One option being considered is to increase purchase from Russia and see if it can be routed through the Chennai-Vladivostok route, which passes through the Sea of Japan, the South China Sea and Malacca Strait, in case the traditional route through the Red Sea cannot be used, the official said.

“India is already sourcing one-third of its oil imports from Russia. It may be possible to increase imports from Moscow in case buying from West Asian countries becomes a problem. But in that case routing it through the Red Sea would be an issue. Bringing in oil through the Chennai-Vladivostok route, for which some trials have already taken place, may be a possibility but it needs closer scrutiny and planning,” the official added.

Crude imports

India’s dependence on imported crude touched a new high of 87.7 per cent in FY24 compared to 87.4 per cent cent in the previous fiscal, according to data released by the Oil Ministry’s Petroleum Planning & Analysis Cell (PPAC). The country’s crude oil import bill, however, dropped 16 per cent in FY 24 to $132.4 billion due to a fall in global oil prices while the quantity of imports remained almost unchanged over the previous year.

Largest supplier of crude for India have been Russia (35 per cent), followed by Iraq (20 per cent), Saudi Arabia (15 per cent), UAE (6 per cent), US (3.5 per cent) and Kuwait (3 per cent).

“The US is the largest exporter of oil outside the troubled region (the Middle East and Russia) but it already has committed supplies. It sells to countries such as Mexico, China and Netherlands. India comes way down. They are often long term contracts. You can’t expect the US to start routing more oil to India overnight,” said Biswajit Dhar, former professor, JNU.

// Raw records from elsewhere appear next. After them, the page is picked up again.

PR #12292, opened 2025-08-04
Remove unsafe from mimirpb.CopyLabels

tcard:
#### What this PR does

Part of a bigger effort to contain the unsafety within mimirpb.

`CopyLabels` can be implemented in a safe manner with the same memory optimization by using a StringBuilder rather than a `[]byte` and `yoloString`.

#### Checklist

- [x] Tests updated.
- [ ] Documentation added.

### DIFF
--- a/pkg/mimirpb/compat_slice.go
+++ b/pkg/mimirpb/compat_slice.go
@@ -8,6 +8,7 @@
 package mimirpb
 
 import (
+	"strings"
 	"unsafe"
 
 	"github.com/prometheus/prometheus/model/labels"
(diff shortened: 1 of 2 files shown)


pkg/mimirpb/compat_slice.go
```diff
@@ -46,27 +47,20 @@ func CopyLabels(input []labels.Label) labels.Labels {
...
+	allStrings := b.String()
 
-// Copies string to buffer (which must be big enough), and converts buffer slice containing
-// the string copy into new string.
-func copyStringToBuffer(in string, buf []byte) (string, []byte) {
-	l := len(in)
-	c := copy(buf, in)
-	if c != l {
-		panic("not copied full string")
+	for i, l := range input {
```
colega: Now we're looping twice though, however, we also don't run this code anymore (this is `slicelabels` implementation, and we use `stringlabels` tag).

tcard: Actually it can be done in a single loop, pretty much in the same way as before: [6cc1eea](https://github.com/grafana/mimir/pull/12292/commits/6cc1eea59a08a2feead024d550ce76e2933d11e0)

> (this is slicelabels implementation, and we use stringlabels tag).

[TIL](https://prometheus.io/blog/2023/03/21/stringlabel/), oh well.

PR #297, opened 2016-02-03
Process tx

jtormey:


assets/js/directives/activity-feed.directive.js
```diff
@@ -23,11 +23,8 @@ function activityFeed($http, Wallet, Activity) {
       scope.activities = activities;
     });
 
-    scope.$watch('status.didLoadTransactions', (didLoad) => {
-      if (didLoad) {
-        Activity.updateTxActivities();
-        scope.loading = false;
-      }
+    scope.$watch(() => Activity.transactions, (txs) => {
+      if (txs.length > 0) scope.loading = false;
```
Sjors: And what if there's no transactions?

PR #307, opened 2016-02-10
Let users default to legacy address in receive

plondon:
screen shot 2016-02-10 at 1 02 18 pm

Opens ->

screen shot 2016-02-10 at 1 02 29 pm


plondon:
Made a small change to the flow, let me know when you get around to merging this. @jtormey

assets/js/controllers/request.controller.js
```diff
@@ -2,7 +2,7 @@ angular
   .module('walletApp')
   .controller("RequestCtrl", RequestCtrl);
 
-function RequestCtrl($scope, Wallet, Alerts, currency, $uibModalInstance, $log, destination, focus, $translate, $stateParams, filterFilter, $filter, format) {
+function RequestCtrl($rootScope, $scope, Wallet, Alerts, currency, $uibModalInstance, $log, destination, focus, hasLegacyAddress, $translate, $stateParams, filterFilter, $filter, format) {
```
Sjors: `hasLegacyAddress` needs to be present everywhere this modal is opened. That was missing in the addresses screen, so the modal broke. Fixed in c37a58032f043.

PR #321, opened 2016-02-22
Dynamic fee

jtormey:
Todo:
- [x] dynamic URL
- [x] more tests for send.controller
- [ ] tests for DynamicFeeController

Depends on: 
- [x] Blockchain/My-Wallet-V3#117
- [x] https on endpoint

### DIFF
--- a/app/partials/dynamic-fee.jade
+++ b/app/partials/dynamic-fee.jade
@@ -1,17 +1,24 @@
 .modal-header.flex-row.flex-center
-  h3(ng-show="currentFee < suggestedFee" translate="LOW_FEE_WARN")
-  h3(ng-show="currentFee > suggestedFee" translate="HIGH_FEE_WARN")
+  div(ng-hide="surge")
+    h3(ng-show="currentFee < suggestedFee" translate="LOW_FEE_WARN")
+    h3(ng-show="currentFee > suggestedFee" translate="HIGH_FEE_WARN")
+  div(ng-show="surge")
+    h3(translate="SURGE_WARN")
   helper-button(content="DYNAMIC_FEE_HELP" linktext="LEARN_MORE" link="https://en.bitcoin.it/wiki/Transaction_fees")
 .modal-body
-  .col-sm-12
+  .col-sm-12(ng-hide="surge")
     p(ng-show="currentFee < suggestedFee" translate="LOW_FEE_EXPLAIN" translate-values="{ fee: currentFee, suggested: suggestedFee }")
     p(ng-show="currentFee > suggestedFee" translate="HIGH_FEE_EXPLAIN" translate-values="{ fee: currentFee, suggested: suggestedFee }")
+  .col-sm-12(ng-show="surge")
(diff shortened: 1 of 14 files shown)


tests/controllers/send_ctrl_spec.coffee
```diff
@@ -66,6 +77,14 @@ describe "SendCtrl", ->
 
     return
 
+  beforeEach ->
+    $httpBackend.expectGET('http://service-dynamic-fee.prod.blockchain.co.uk/fees')
```
Sjors: This needs to be dynamic, if only because production is HTTPS. Easiest way is to use grunt magic similar to how $rootScope.rootURL is set. I'll look into that.

Sjors: Well, not the test of course, but the original.

assets/js/controllers/send.controller.js
```diff
@@ -32,14 +33,25 @@ function SendCtrl($scope, $log, Wallet, Alerts, currency, $uibModalInstance, $ti
...
     destinations: [null],
     amounts: [null],
-    fee: Wallet.settings.feePerKB,
+    fee: 10000,
     note: "",
     publicNote: false
   };
 
-  $scope.payment = new Wallet.payment();
+  $scope.payment = new Wallet.payment({ feePerKb: 30000 });
```
Sjors: Why this default? Is that to prevent max balance issues?

app/partials/dynamic-fee.jade
```diff
@@ -0,0 +1,24 @@
+.modal-header.flex-row.flex-center
+  div(ng-hide="surge")
+    h3(ng-show="currentFee < suggestedFee" translate="LOW_FEE_WARN")
+    h3(ng-show="currentFee > suggestedFee" translate="HIGH_FEE_WARN")
+  div(ng-show="surge")
+    h3(translate="SURGE_WARN")
+  helper-button(content="DYNAMIC_FEE_HELP" linktext="LEARN_MORE" link="https://en.bitcoin.it/wiki/Transaction_fees")
+.modal-body
+  .col-sm-12(ng-hide="surge")
+    p(ng-show="currentFee < suggestedFee" translate="LOW_FEE_EXPLAIN" translate-values="{ fee: currentFee, suggested: suggestedFee }")
```
Sjors: Maybe make this `minFeeThreshold` and `maxFeeThreshold` so it doesn't immediately complain if someone rounds the number up or down?

Sjors: We could also use the 1 block fee as maximum and the within 6 blocks fee as minimum.

assets/js/controllers/send.controller.js
jtormey: 30 satoshi per byte is a reasonable fee setting, it's there in case the dynamic fee service fails in some way.

jtormey:
@Sjors can you look into making the fee service url dynamic? Once that is done, I think this is good to merge.

Sjors:
I'll do that.

PR #323, opened 2016-02-22
Remove recovery controller and tests

plondon:


Sjors:
Looks like orphaned code to me as well.

PR #326, opened 2016-02-25
Contextual Security Warning

jtormey:
Todo:

- [x] at least 5 tests

### DIFF
--- a/assets/js/directives/contextual-message.directive.js
+++ b/assets/js/directives/contextual-message.directive.js
@@ -42,8 +42,9 @@ function contextualMessage($cookies, $window, Wallet, SecurityCenter, filterFilt
       let didBackup     = Wallet.status.didConfirmRecoveryPhrase;
       let has2FA        = Wallet.settings.needs2FA;
       let verifiedEmail = Wallet.user.isEmailVerified;
+      let isSecure      = didBackup && (has2FA || verifiedEmail);
 
-      return isTime && hasBalance && !didBackup && !(has2FA || verifiedEmail);
+      return isTime && hasBalance && !isSecure;
     };
 
     scope.revealMsg = () =>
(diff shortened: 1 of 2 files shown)


assets/js/directives/contextual-message.directive.js
```diff
@@ -37,10 +37,13 @@ function contextualMessage($cookies, $window, Wallet, SecurityCenter, filterFilt
     };
 
     scope.shouldShow = () => {
-      let balance   = Wallet.total('');
-      let security  = SecurityCenter.security.score;
-      let isTime    = scope.msgCookie ? Date.now() > scope.msgCookie.when : true;
-      return balance > 20000000 && security < 0.5 && isTime;
+      let isTime = scope.msgCookie ? Date.now() > scope.msgCookie.when : true;
```
Sjors: What does scope.msgCookie do?

assets/js/directives/contextual-message.directive.js
```diff
@@ -37,10 +37,13 @@ function contextualMessage($cookies, $window, Wallet, SecurityCenter, filterFilt
...
+      let hasBalance    = Wallet.total('') > 0;
```
Sjors: Not that this can be null. Probably should make a test case for that just in case we change the rules and forget about the null case.

assets/js/directives/contextual-message.directive.js
```diff
@@ -37,10 +37,13 @@ function contextualMessage($cookies, $window, Wallet, SecurityCenter, filterFilt
...
+      let didBackup     = Wallet.status.didConfirmRecoveryPhrase;
+      let has2FA        = Wallet.settings.needs2FA;
+      let verifiedEmail = Wallet.user.isEmailVerified;
+
+      return isTime && hasBalance && !didBackup && !(has2FA || verifiedEmail);
```
Sjors: has2FA is can be null / undefined while loading this data. Balance is loaded separately. We should be careful not to assume a load order. Currently && means this won't be a problem, but a few test cases can make sure we don't break it later.

assets/js/directives/contextual-message.directive.js
jtormey: msgCookie is the data from the contextual-message cookie. This is how we check to see how much time has gone by since the security warning has been dismissed.

PR #335, opened 2016-03-02
Dynamic fee

plondon:


assets/js/controllers/send.controller.js
```diff
@@ -481,22 +481,24 @@ function SendCtrl($scope, $log, Wallet, Alerts, currency, $uibModalInstance, $ti
...
+        if (closestBlock === low && fee < Math.floor(low)) {
+          $scope.blockIdx = 6
+        } else if ( closestBlock === low ) {
+          $scope.blockIdx = 5
         }
 
-        $scope.confirmationTime = (blockIdx + 1) * 10
-        $scope.blockQueue = (blockIdx + 1)
-      }, 10)
+        $scope.confirmationTime = ($scope.blockIdx + 1) * 10
```
Sjors: Might be worth moving these calculations into a service.

app/partials/send.jade
```diff
@@ -118,14 +118,16 @@
...
-          ng-pluralize(count="blockQueue" 
-                       ng-init="block='BLOCK'; blocks='BLOCKS'"
-                       when="{'1': '{{block | translate}}', 'other': '{{blocks | translate}}' }")
-          span ).
-      //- QR Scanner
+        span.help-block.friendly(ng-show="!sendForm.$invalid && !hasInsufficientError(0) && confirmationTime && blockQueue" ng-class="{'has-error': blockIdx >= 6}")
+          span(ng-show="blockIdx <= 5")
+            span(translate="ESTIMATED_TX_TIME" translate-values="{ confirmationTime: confirmationTime, blockQueue: blockQueue }")
+            |  
+            ng-pluralize(count="blockQueue"
```
Sjors: Might be worth moving some of this complexity into one or more directives.

Sjors:
utACK

Sjors:
Can you move the dynamic fee stuff into a service? That way you can do:

```js
$timeout(() => $scope.blockIdx = Fee.blockIdx($scope.transaction.fee, ...)
```

That in turn means you can write tests for `Fee.blockIdx` to check that it returns 6, 7, etc. 

`guessAbsoluteFee` should also go to that that service.

The service should also handle the $http work.

Ideally the controller just does:
`$scope.surgeWarning = Fee.surgeWarning()`

`Fee.surgeWarning()` (and similar functions) return a promise and the service calls the endpoint if it hasn't already. A slightly lazier alternative is `Fee.initialize()` which returns a promise and then you call `Fee.surgeWarning`.

This makes is much easier to test those methods and should lead to a nett increase in test coverage.

Sjors:
Looks better. There's still room to move more functions out of the controller and into the feeService, but my understanding is that @pernas is moving it all the way to Blockchain/My-Wallet-V3.

PR #338, opened 2016-03-04
Display correct available balance in advanced send

jtormey:


Sjors:
I need either tests or a bunch of before-after screenshots; I can't tell what this fixes and what could go wrong.

PR #343, opened 2016-03-08
Move QR scanner to popover window

jtormey:
@plondon we talked about adding something like this a few weeks ago, so I took a few minutes to put this together. All the functionality is there, but it might need some design help (in advanced send in particular).

- [x] fix QR processing in send when amount is present.
- [x] fix advanced send overflow issues (phil).
- [x] test for onAddressScan

qr-scan-popup

### DIFF
--- a/app/partials/send.jade
+++ b/app/partials/send.jade
@@ -51,7 +51,8 @@
                 name="{{ 'destinations' + $index }}"
                 ng-model="transaction.destinations[$index]"
                 ng-model-options="{ updateOn: 'blur' }"
-                ng-change="updateToLabel(); checkForSameDestination(); setQRIndex($index)")
+                ng-change="updateToLabel(); checkForSameDestination();"
+                on-payment-request="applyPaymentRequest(request, $index)")
             .has-error
               span.help-block(translate="BITCOIN_ADDRESS_INVALID" ng-show="sendForm['destinations' + $index].$error.isValidAddress && sendForm['destinations' + $index].$touched && transaction.destinations[$index].address !== ''")
               span.help-block(translate="SAME_DESTINATION" ng-show="sendForm['destinations' + $index].$error.isNotEqual")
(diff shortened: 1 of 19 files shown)


Sjors:
Looks pretty sweet and I like how it removes complexity from the send controller and view.

Can you add a test for onAddressScan?

app/partials/send.jade
```diff
@@ -51,8 +51,7 @@
                 name="{{ 'destinations' + $index }}"
                 ng-model="transaction.destinations[$index]"
                 ng-model-options="{ updateOn: 'blur' }"
-                ng-change="updateToLabel(); checkForSameDestination(); refreshTxProposal()"
-                on-request-qr="cameraOn($index)")
+                ng-change="updateToLabel(); checkForSameDestination(); refreshTxProposal()")
```
plondon: It doesn't look like we use refreshTxProposal() anywhere

app/partials/send.jade
```diff
@@ -128,11 +127,6 @@
                          when="{'1': '{{block | translate}}', 'other': '{{blocks | translate}}' }")
             span ).
           span.has-error(ng-show="blockIdx > 6" translate="SMALL_FEE_WARNING")
-      //- QR Scanner 
-      .form-group.row(ng-hide="!cameraIsOn")
-        label.col-sm-2.col-xs-12(translate="QR")
-        .col-sm-10.col-xs-12
-          bc-qr-reader(active="cameraRequested", on-result="processURLfromQR" on-error="onError" camera-status="cameraIsOn")
```
plondon: removing processURLfromQR call also removes call to which removes the call to applyPaymentRequest, so if you scan a QR with an amount attached the amount field won't update.

plondon:
looks awesome!

- added it to import-address as well and left a few comments re. processing the QR in send.
- the loading in and fading out are a little sketchy, but I can try and fix that.

jtormey:
Great, thanks!

Sjors:
If you to advanced send, add one row, scan an address QR code with the 2nd row, then scan the an address+amount QR code with the 1st row, the amount will be added to the 2nd row.

Also if you scan an address on the 2nd row and then scan another address on the 1st row, both rows will have the new address.

PR #347, opened 2016-03-10
Use Node 5.10 and updated README

Sjors:
See also blockchain/My-Wallet-V3#171

I'm not seeing any negative effects in the application.


Sjors:
Half the tests are broken after I upgraded karma, phantoms, grunt-karma, etc.

The tests seem to be interfering with each other; e.g. all directive tests pass as long as you don't run controller tests.

Sjors:
I had to disable most of the coverage, because it's throwing: `[TypeError: Cannot read property 'text' of undefined]` 

I think that will work again after the tests are repaired.

Sjors:
I had to add `build/js/polyfill.js` to `karma.conf.js` and I had to disable one controller test, because that function sets window.location, which in turn lead to all directive tests failing with `SecurityError: SecurityError: DOM Exception 18`.

Sjors:
Yippee kayee, ******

Russia’s case is different as it already has surplus oil, because of the Western sanctions against it, and could supply more to India if needed, the official said.

“The situation in the Middle East is still developing. After reports of Israel’s counter attack on Friday, things have become more tense. We are keenly watching the situation. All options will be explored so that our oil imports remain secure,” the official added.

Price volatility

Oil price volatility has increased since Iran’s attack on Israel with Brent crossing $ 90 per barrel  on Friday morning before easing slightly.

Tensions in the region started rising since October 7 last year when Palestinian militant group Hamas attacked Israel, with around 1,200 dead and 250 others kidnapped. Israel responded with a devastating counter-attack on Gaza killing approximately 34,000 Palestinians.